• [What you need to do]:
Among the entries, find each line that includes the string "calls" and list it.

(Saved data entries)
PR #1313, opened 2020-03-07
ENH 'rd'

tacaswell:
## Description

This is the mirror of `mv` and for many devices we would expect
the value from `rd` to go into `mv` / `abs_set` correctly.

This idea was suggested by Claudio Mazzoli (@cmazzoli ) to Andi Barbour (@ambarb) and then
explained to me by Andi. 

I would like to try and sneak this in under the wire for 1.6 because due to investigating https://github.com/bluesky/ophyd/issues/814 it is clear there is a strong demand for this.  I think this would cover about a third of the usages of `obj.value (a third are covered by `bps.mvr`, and the last third by `@reset_position_decorator`).

## Motivation and Context

Frequently in plan users want to get "the value" from a Device.  The easy to get thing is the reading, which is a dictionary, which you need to know the right key to get out, but sometimes it comes back as None so you have to be careful.

```python
ret = ((yield from read(obj)) or {}).get('det', {}).get('value', default)

```
is probably the shortest way to write that logic _if_ you know the key already.  This lets you spell that as 

```python
ret = yield from bps.rd(obj, default_value=default)
```

which does not require the plan author to know the name and raises nice errors (even when only `list`ed) if we can not guess what key to use.

## How Has This Been Tested?

Added a number of tests to the test suite.

### DIFF
--- a/bluesky/plan_stubs.py
+++ b/bluesky/plan_stubs.py
@@ -334,7 +334,7 @@ def rd(obj, *, default_value=0):
         The "single" value of the device
 
     """
-    hints = obj.hints.get("fields", [])
+    hints = getattr(obj, 'hints', {}).get("fields", [])
     if len(hints) > 1:
         msg = (
             f"Your object {obj} ({obj.name}.{obj.dotted_name}) "
--- a/bluesky/plan_stubs.py
+++ b/bluesky/plan_stubs.py
@@ -337,23 +337,21 @@ def rd(obj, *, default_value=0):
     hints = getattr(obj, 'hints', {}).get("fields", [])
     if len(hints) > 1:
         msg = (
-            f"Your object {obj} ({obj.name}.{obj.dotted_name}) "
-            + f"has {len(hints)} items hinted ({hints}).  We "
-            + "do not know how to pick out a single value.  Please "
-            "adjust the hinting by setting the kind of the components of "
-            "this device or by rd ing one of it's components"
+            f"Your object {obj} ({obj.name}.{getattr(obj, 'dotted_name', '')}) "
+            f"has {len(hints)} items hinted ({hints}).  We do not know how to "
+            "pick out a single value.  Please adjust the hinting by setting the "
+            "kind of the components of this device or by rd ing one of it's components"
         )
         raise ValueError(msg)
     elif len(hints) == 0:
         if hasattr(obj, "read_attrs"):
             if len(obj.read_attrs) != 1:
                 msg = (
-                    f"Your object {obj} ({obj.name}.{obj.dotted_name}) "
-                    + f"and has {len(obj.read_attrs)} read attrs.  We "
-                    "do not know how to pick out a single value.  Please "
-                    "adjust the hinting/read_attrs by setting the kind of "
-                    "the components of this device or by rd ing one of it's "
-                    "components"
+                    f"Your object {obj} ({obj.name}.{getattr(obj, 'dotted_name', '')}) "
+                    f"and has {len(obj.read_attrs)} read attrs.  We do not know how to "
+                    "pick out a single value.  Please adjust the hinting/read_attrs by "
+                    "setting the kind of the components of this device or by rd ing one "
+                    "of it's components"
                 )
 
                 raise ValueError(msg)
@@ -378,12 +376,10 @@ def rd(obj, *, default_value=0):
         (data,) = ret.values()
     except ValueError as er:
         msg = (
-            f"Your object {obj} ({obj.name}.{obj.dotted_name}) "
-            f"and has {len(ret)} read values.  We "
-            "do not know how to pick out a single value.  Please "
-            "adjust the hinting/read_attrs by setting the kind of "
-            "the components of this device or by rd ing one of it's "
-            "components"
+            f"Your object {obj} ({obj.name}.{getattr(obj, 'dotted_name', '')}) "
+            f"and has {len(ret)} read values.  We do not know how to pick out a "
+            "single value.  Please adjust the hinting/read_attrs by setting the "
+            "kind of the components of this device or by rd ing one of it's components"
         )
 
         raise ValueError(msg) from er
--- a/bluesky/plan_stubs.py
+++ b/bluesky/plan_stubs.py
@@ -15,8 +15,13 @@ except ImportError:
     from toolz import partition
 
 
-from .utils import (separate_devices, all_safe_rewind, Msg, ensure_generator,
-                    short_uid as _short_uid)
+from .utils import (
+    separate_devices,
+    all_safe_rewind,
+    Msg,
+    ensure_generator,
+    short_uid as _short_uid,
+)
 
 
 def create(name='primary'):
@@ -210,8 +215,12 @@ def rel_set(obj, *args, group=None, wait=False, **kwargs):
     :func:`bluesky.plan_stubs.wait`
     """
     from .preprocessors import relative_set_wrapper
-    return (yield from relative_set_wrapper(
-        abs_set(obj, *args, group=group, wait=wait, **kwargs)))
+
+    return (
+        yield from relative_set_wrapper(
+            abs_set(obj, *args, group=group, wait=wait, **kwargs)
+        )
+    )
 
 
 def mv(*args, group=None, **kwargs):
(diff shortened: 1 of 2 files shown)


danielballan:
I like it, and support sneaking it into 1.6.

I think it is not obvious enough that “bps.rd” does not add a reading to an Event the way that “bps.read” does. That important difference should he advertised more prominently in the docstring and perhaps made more obvious in the name; rd looks like consonant-free “read” and might be mistaken for an alias.

Maybe “get_val”?

bluesky/plan_stubs.py
```diff
@@ -295,6 +302,82 @@ def inner_mvr():
...
+            f"Your object {obj} ({obj.name}.{obj.dotted_name}) "
+            + f"has {len(hints)} items hinted ({hints}).  We "
+            + "do not know how to pick out a single value.  Please "
+            "adjust the hinting by setting the kind of the components of "
+            "this device or by rd ing one of it's components"
+        )
+        raise ValueError(msg)
+    elif len(hints) == 0:
+        if hasattr(obj, "read_attrs"):
+            if len(obj.read_attrs) != 1:
```
danielballan: We have so far avoided referencing `read_attrs` in bluesky. It is not part of the ophyd—bluesky interface; it is an ophyd implementation detail from blueksy’s POV. Would it be alright to do this check by looking at the length of the reading? It is slightly better to fail before we do the reading, but maybe not worth adding this to the interface (even the optional interface).

bluesky/plan_stubs.py
```diff
@@ -295,6 +302,82 @@ def inner_mvr():
...
+        The value to return when not running in a "live" RunEngine (when
+        ret = yield from obj.read() returns None)
+
+    Returns
+    -------
+    val : Any or None
+        The "single" value of the device
+
+    """
+    hints = obj.hints.get("fields", [])
```
danielballan: We normally access hints via describe(). I think this might be the first time we consult the attribute directly. It is definitely cheaper, so I think there is a case for taking this approach and effectively adding it as an optional attribute in the ophyd—bluesky interface.

It is strictly optional though—I think we have tests that ensure this—so this should be wrapped.
```suggestion
    hints = getattr(obj, 'hints', {}).get("fields", [])
```

tacaswell:
Fair point regarding not leaking the API, but it is currently optional (and falls back to failing later), and I think balanced by two things: a) failing when the plan is `list`'d or `print_summary`'d b) making sure that the things in a) do not do any network/controls system work.

tacaswell:
is `dotted_name` also optional on the ophyd side?

bluesky/plan_stubs.py
tacaswell: https://github.com/bluesky/bluesky/pull/1313#issuecomment-596443877 <- answered there, resolving this to not split the conversation (are lose it to eventual comment folding).

bluesky/plan_stubs.py
```diff
@@ -295,6 +302,91 @@ def inner_mvr():
...
+
+    # handle the no hint 1 field case
+    try:
+        (data,) = ret.values()
+    except ValueError as er:
+        msg = (
+            f"Your object {obj} ({obj.name}.{getattr(obj, 'dotted_name', '')}) "
+            f"and has {len(ret)} read values.  We do not know how to pick out a "
+            "single value.  Please adjust the hinting/read_attrs by setting the "
+            "kind of the components of this device or by rd ing one of it's components"
```
danielballan:
```suggestion
            "kind of the components of this device or by rd ing one of its components"
```

bluesky/plan_stubs.py
```diff
@@ -295,6 +302,91 @@ def inner_mvr():
...
+        raise ValueError(msg)
+    elif len(hints) == 0:
+        if hasattr(obj, "read_attrs"):
+            if len(obj.read_attrs) != 1:
+                msg = (
+                    f"Your object {obj} ({obj.name}.{getattr(obj, 'dotted_name', '')}) "
+                    f"and has {len(obj.read_attrs)} read attrs.  We do not know how to "
+                    "pick out a single value.  Please adjust the hinting/read_attrs by "
+                    "setting the kind of the components of this device or by rd ing one "
+                    "of it's components"
```
danielballan:
```suggestion
                    "of its components"
```

danielballan:
We have not documented `dotted_name` as part of the Bluesky Interface, so I think we should treat it as optional for now. Maybe we should add it.

tacaswell:
I briefly thought about adding a "should this be triggered?" flag, however decided not to because if you have a device that needs to be triggered, it is likely too complex for the target use-case of this plan.

bluesky/plan_stubs.py
```diff
@@ -295,6 +302,91 @@ def inner_mvr():
...
+    The devices is not triggered and this plan does not create any Events
+
+    Parameters
+    ----------
+    obj : Device
+        The device to be read
+
+    default_value : Any
+        The value to return when not running in a "live" RunEngine (when
+        ret = yield from obj.read() returns None)
```
ZLLentz: I'm not sure I understand what `default_value` does here. I wasn't aware that `read` behaves differently outside of a run engine. I haven't been following `bluesky` very closely so I suspect I've missed something.

danielballan: Oh, don't worry, this isn't new at all. It's just that when you do an adaptive pattern like this:

```py
def plan(...):
    ...
    reading = yield from bluesky.plan_stubs.read(...)
    ...
```

and then iterative over it like `list(plan)` then `reading` is `None`. Executing it with the `RunEngine` (or hypothetically anything that calls `send` to send a value back) gives you an actual reading.

ZLLentz: I see. I don't quite understand why `reading` becomes `None` in this case instead of a `Msg` object but I do understand why a value is needed.

ZLLentz: Either way, the docstring should have the example from your comment instead of the line it currently has, since `yield from obj.read()` is probably some sort of error in all cases (yielding from a dictionary)

danielballan: Good catch on the docstring.

The `reading` would never be a `Msg` object. Going step by step: the `Msg('read', ...)` yielded by `bluesky.plan_stubs.read(...)` on the right side of `=` goes to the RE, is dispatched by the command lookup table to `RunEngine._read(msg)`, which calls `reading = obj.read()`, and then calls `plan.send(reading)` to send that `reading` back to the plan, where it lands on the left side of the `=`.

If the plan is consumed by something that does not `.send`, then the left side of the `=` just gets `None`.

This only comes up in the context of adaptive plans. (Many plans do not capture the result of `yield from`.) The `None` can be interpreted as, “Whatever is consuming this plan apparently isn’t actually getting readings from hardware. It might be a simulator or summarizer. We can’t actually do adaptive logic without readings, so here is `None` as a placeholder.” This behavior has been in place since early days.

Am I addressing the point of confusion? Apologies if I’m talking past you.

tacaswell: oops, that is definitely a typo in the docs, sorry.

ZLLentz: To illustrate my confusion, here is an IPython session I just ran using your example:
```
In [1]: import bluesky.plan_stubs                                               

In [2]: def plan(): 
   ...:     reading = yield from bluesky.plan_stubs.read(object) 
   ...:     return reading 
   ...:                                                                         

In [3]: list(plan())                                                            
Out[3]: [read: (<class 'object'>), (), {}]
```
What am I missing?

ZLLentz: I had a misunderstanding about how `yield from` and generators worked. See the source of confusion:
```
In [1]: import bluesky.plan_stubs                                               

In [2]: def plan(): 
   ...:     reading = yield from bluesky.plan_stubs.read(object) 
   ...:     print(reading) 
   ...:     yield reading 
   ...:                                                                         

In [3]: list(plan())                                                            
None
Out[3]: [read: (<class 'object'>), (), {}, None]
```

danielballan: Oh, that is confusing. One thing this tells as, as an aside, in that our less "special" `Msg.__repr__` is an improvement in situations like this. On bluesky `master` this looks like:

```
In [5]: def plan(): 
   ...:     reading = yield from bluesky.plan_stubs.read(object) 
   ...:     print('reading', reading) 
   ...:     yield reading 
   ...:                                                                                                                                                                                       

In [6]: list(plan())                                                                                                                                                                          
reading None
Out[6]: [Msg('read', obj=<class 'object'>, args=(), kwargs={}, run=None), None]
```

ambarb:
Thanks for getting this done so quickly.  Looking forward to showing users.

• [Response to this task]:
and then iterative over it like `list(plan)` then `reading` is `None`. Executing it with the `RunEngine` (or hypothetically anything that calls `send` to send a value back) gives you an actual reading.
The `reading` would never be a `Msg` object. Going step by step: the `Msg('read', ...)` yielded by `bluesky.plan_stubs.read(...)` on the right side of `=` goes to the RE, is dispatched by the command lookup table to `RunEngine._read(msg)`, which calls `reading = obj.read()`, and then calls `plan.send(reading)` to send that `reading` back to the plan, where it lands on the left side of the `=`.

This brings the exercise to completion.